Fetal alcohol spectrum disorder (FASD) Consists of the postnatal physical, developmental, cognitive, and psychiatric deficits noted in a patient who has been exposed to alcohol while in utero.

Epidemiology

  • Prevalence:
    • 1.5% of live births in the United States
    • 0.77% of live births globally:
      • Highest prevalence in WHO European region
      • Lowest prevalence in WHO Eastern Mediterranean region
  • Most common cause of teratogenic intellectual disability
  • Leading preventable cause of intellectual disability in the United States
  • Seen commonly in children who:
    • Are in the foster care system
    • Are in psychiatric care facilities
    • Have been placed in child protective services or the juvenile justice system
  • Maternal risk factors include:
    • Older maternal age
    • Having a previous child with FASD
    • History of poor prenatal care
    • History of social isolation
    • History of substance abuse

Etiology

  • Only known cause is intrauterine alcohol exposure.
  • Increased risk of developing FASD with:
    • High-dose exposure (blood alcohol content (BAC) > 150 mg/dL)
    • Chronic alcohol ingestion
    • Binge drinking
  • Prevalence increases in parallel with the increase in amount of alcohol consumed during pregnancy.

Classification

Being an umbrella term, FASD has multiple conditions nested within it:

  • Fetal alcohol syndrome (FAS)
  • Partial fetal alcohol syndrome (pFAS)
  • Alcohol-related neurodevelopmental disorder (ARND)
  • Neurobehavioral disorder associated with prenatal alcohol exposure (ND-PAE)
  • Alcohol-related birth defects (ARBD)

Pathophysiology

Alcohol is a teratogen that has irreversible effects:

  • Exact mechanism unknown
  • Teratogenic effects can occur during any stage of pregnancy.
  • No safe level of alcohol consumption during pregnancy

Factors that contribute to pathogenesis:

  • Ethanol and its metabolites transfer across placenta.
  • Fetus cannot metabolize alcohol: depends on maternal alcohol dehydrogenase for hepatic detoxification
  • Amniotic fluid acts as reservoir for alcohol (prolongs fetal exposure).
  • Ethanol directly affects fetus’s developing CNS by interfering with:
    • Cell proliferation and differentiation
    • Neuronal and glial cell migration

Variation in susceptibility of fetus affected by:

  • Pattern of alcohol ingestion:
    • Increased risk with high-dose exposure of BAC > 150 mg/dL
    • Increased risk with binge drinking
  • Maternal and fetal genetics
  • Maternal nutritional status
  • Maternal age
  • Other concurrent teratogenic exposures

Clinical Presentation

Various combinations of features can be present.

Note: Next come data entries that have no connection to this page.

PR #1330, opened 2023-10-26
Prevent "308 PERMANENT REDIRECT" via client change

### LINKED ISSUE #1320: prevent "308 PERMANENT REDIRECT" via client change
Recent changes to the python client in #1288 make it so requests are made to endpoints directly, instead of using the `api.php` alias to do the proper routing.  However, the client is not currently appending a trailing slash to these URLs, which prompts a "308 PERMANENT REDIRECT" response from the server.

The client "correctly" follows this up by re-requesting with the trailing slash present, but this wastes time on the client side by doubling the number of requests made, and wastes cycles on the server side.

compare for yourself the difference in the results from the two commands:
`curl -vvvv https://api.delphi.cmu.edu/epidata/covidcast`
and
`curl -vvvv https://api.delphi.cmu.edu/epidata/covidcast/`

Once this fix is complete, it should also automatically get applied to the `covidcast` client as well, as soon as users of that package update their dependencies to include the appropriate `delphi-epidata` release.

rzats:
Closes #1320.

### Summary:

Appends a trailing slash to URLs requested by the Python client, which should prevent an automatic redirect and an extra request to the server.

### Prerequisites:

- [ ] Build is successful

### DIFF
--- a/src/client/delphi_epidata.py
+++ b/src/client/delphi_epidata.py
@@ -70,7 +70,7 @@ class Epidata:
     @retry(reraise=True, stop=stop_after_attempt(2))
     def _request_with_retry(endpoint, params={}):
         """Make request with a retry if an exception is thrown."""
-        request_url = f"{Epidata.BASE_URL}/{endpoint}"
+        request_url = f"{Epidata.BASE_URL}/{endpoint}/"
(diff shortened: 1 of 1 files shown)


melange396 (approved):

melange396:
great, thanks!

  • Characteristic craniofacial features:
    • Short palpebral fissures
    • Midface hypoplasia with long, smooth philtrum
    • Thin upper lip
    • Epicanthal folds
    • Decreased interpupillary distance
  • Growth retardation:
    • < 10th percentile for weight and/or height
    • Prenatal
    • Postnatal
  • CNS: structural
    • Microcephaly
    • Absent corpus callosum
  • Neurologic:
    • Abnormal reflexes
    • Abnormal tone
    • Seizures
  • Functional:
    • Intellectual disability
    • Speech delays
    • Difficulty with executive function
    • Memory problems
    • Abnormal motor function
    • Poor impulse control
    • Hyperactivity and concentration deficits
    • Poor social skills and adaptive functions
  • Cardiovascular:
    • Ventricular septal defect (VSD)
    • Patent ductus arteriosus (PDA)
    • Atrial septal defect (ASD)
    • Tetralogy of Fallot
    • Heart-lung fistulas
  • Musculoskeletal:
    • Hockey stick palmar creases
    • Limb dislocation
    • Pectus excavatum and carinatum
    • Hemivertebrae
    • 5th finger clinodactyly
  • Ophthalmologic:
    • Strabismus
    • Ptosis
    • Optic nerve hypoplasia
  • Genitourinary:
    • Aplastic, dysplastic, or hypoplastic kidney
    • Horseshoe kidney
  • Auditory:
    • Conductive hearing loss
    • Sensorineural hearing loss
Male baby with FAS syndrome

Fetal alcohol spectrum disorder: infant with characteristic facial features

Image: “Male baby with FAS syndrome” by Teresa Kellerman. License: CC BY-SA 3.0

Diagnosis

Accurate and early diagnosis of FASD at < 6 years of age is important to enable interventions and improve outcomes.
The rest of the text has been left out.